Is it possible to use the find command to find all the "non-binary" files in a directory? Here's the problem I'm trying to solve.

I've received an archive of files from a windows user. This archive contains source code and image files. Our build system doesn't play nice with files that have windows line endings. I have a command line program (flip -u) that will flip line endings between *nix and windows. So, I'd like to do something like this

find . -type f | xargs flip -u

However, if this command is run against an image file, or other binary media file, it will corrupt the file. I realize I could build a list of file extensions and filter with that, but I'd rather have something that's not reliant on me keeping that list up to date.

So, is there a way to find all the non-binary files in a directory tree?
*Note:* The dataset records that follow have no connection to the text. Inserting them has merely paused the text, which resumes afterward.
PR #4003, opened 2021-05-07
#3969 address potential memleak issues

### LINKED ISSUE #3969: distributor of shipyard-controller OOM crash after flooding it with events
With Keptn 0.8.2 and dynatrace-sli-service, I executed the following command (spamming evaluation events) for about 2 hours and distributor of shipyard-controller crashed multiple times due to Out Of Memory (OOM) errors:
```
while true; do keptn trigger evaluation --project=sockshop --stage=staging --service=carts  --timeframe=5m; sleep 5; done;
```

image
image

# Analysis

I believe what happened is that distributor is sending every event to the /event endpoint of shipyard-controller. As I got a response time degradation in shipyard-controller (see https://github.com/keptn/keptn/issues/3962 ), those events were queing up in distributor, which eventually lead to an OOM in distributor of shipyard-controller.

https://github.com/keptn/keptn/blob/c007df69a606c8a3017e4914d8541c77a13e3a5d/distributor/cmd/main.go#L680-L696

# Proposed Actions

- Reproduce this scenario (locally) with a test (e.g., by spamming events to distributor, and making sure that the receiving service is slow in responding)
- Improve event handling in distributor, such that it has a steady memory usage (e.g., by following "fire and forget" strategy and introducing a 5-10 second timeout on the sendEvent function)

bacherfl:
Closes #3969

elow is the time series graph for the memory consumption with these changes in place (in the background, an evaluation was triggered every 5 seconds)
Screenshot 2021-05-07 at 12 25 38

Integration test run: https://github.com/keptn/keptn/runs/2545876419?check_suite_focus=true


shipyard-controller/handler/eventhandler.go
```diff
@@ -114,15 +115,17 @@ func (eh *EventHandler) HandleEvent(c *gin.Context) {
...
-			SetInternalServerErrorResponse(err, c)
+	go func() {
+		err := eh.ShipyardController.HandleIncomingEvent(*event)
+		if err != nil {
+			if err == errNoMatchingEvent {
+				log.Infof("no matching event found for event %s", event.ID)
+			} else {
+				log.Errorf("error processing request: %s", err.Error())
+			}
+			return
```
christian-kreuzberger-dtx, line 126: I wonder if this is the right place for creating a new goroutine. 

I'd much rather do it as late as possible in the request-response cycle, e.g. here (`shipyardcontroller.go`)
```
	switch statusType {
	case string(common.TriggeredEvent):
		return sc.handleTriggeredEvent(event)
	case string(common.StartedEvent):
		return sc.handleStartedEvent(event)
	case string(common.FinishedEvent):
		return sc.handleFinishedEvent(event)
	default:
		return nil
	}
```

shipyard-controller/handler/shipyardcontroller.go
```diff
@@ -384,12 +382,17 @@ func (sc *shipyardController) handleFinishedEvent(event models.Event) error {
 		}
 		log.Infof("Task sequence related to eventID %s: %s.%s", event.Triggeredid, eventToSequence.Stage, eventToSequence.TaskSequenceName)
 		log.Info("Trying to fetch shipyard and get next task")
-		shipyard, err := common.GetShipyard(eventScope.Project)
+		project, err := sc.projectRepo.GetProject(eventScope.Project)
```
christian-kreuzberger-dtx, line 385: Please add some comments here, e.g., `// fetching cached shipyard file from project repo (materialized view)`

shipyard-controller/handler/eventhandler.go
bacherfl: agreed, will change that

christian-kreuzberger-dtx (approved):
LGTM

Or is there an alternate solution I should consider?

Best Answer

I'd use file and pipe the output into grep or awk to find text files, then extract just the filename portion of file's output and pipe that into xargs.

something like:

file * | awk -F: '/ASCII text/ {print $1}' | xargs -d'\n' -r flip -u

Note that the grep searches for 'ASCII text' rather than any just 'text' - you probably don't want to mess with Rich Text documents or unicode text files etc.

You can also use find (or whatever) to generate a list of files to examine with file:

find /path/to/files -type f -exec file {} + | \
  awk -F: '/ASCII text/ {print $1}' | xargs -d'\n' -r flip -u

The -d'\n' argument to xargs makes xargs treat each input line as a separate argument, thus catering for filenames with spaces and other problematic characters. i.e. it's an alternative to xargs -0 when the input source doesn't or can't generate NULL-separated output (such as find's -print0 option). According to the changelog, xargs got the -d/--delimiter option in Sep 2005 so should be in any non-ancient linux distro (I wasn't sure, which is why I checked - I just vaguely remembered it was a "recent" addition).

Note that a linefeed is a valid character in filenames, so this will break if any filenames have linefeeds in them. For typical unix users, this is pathologically insane, but isn't unheard of if the files originated on Mac or Windows machines.

Also note that file is not perfect. It's very good at detecting the type of data in a file but can occasionally get confused.

I have used numerous variations of this method many times in the past with success.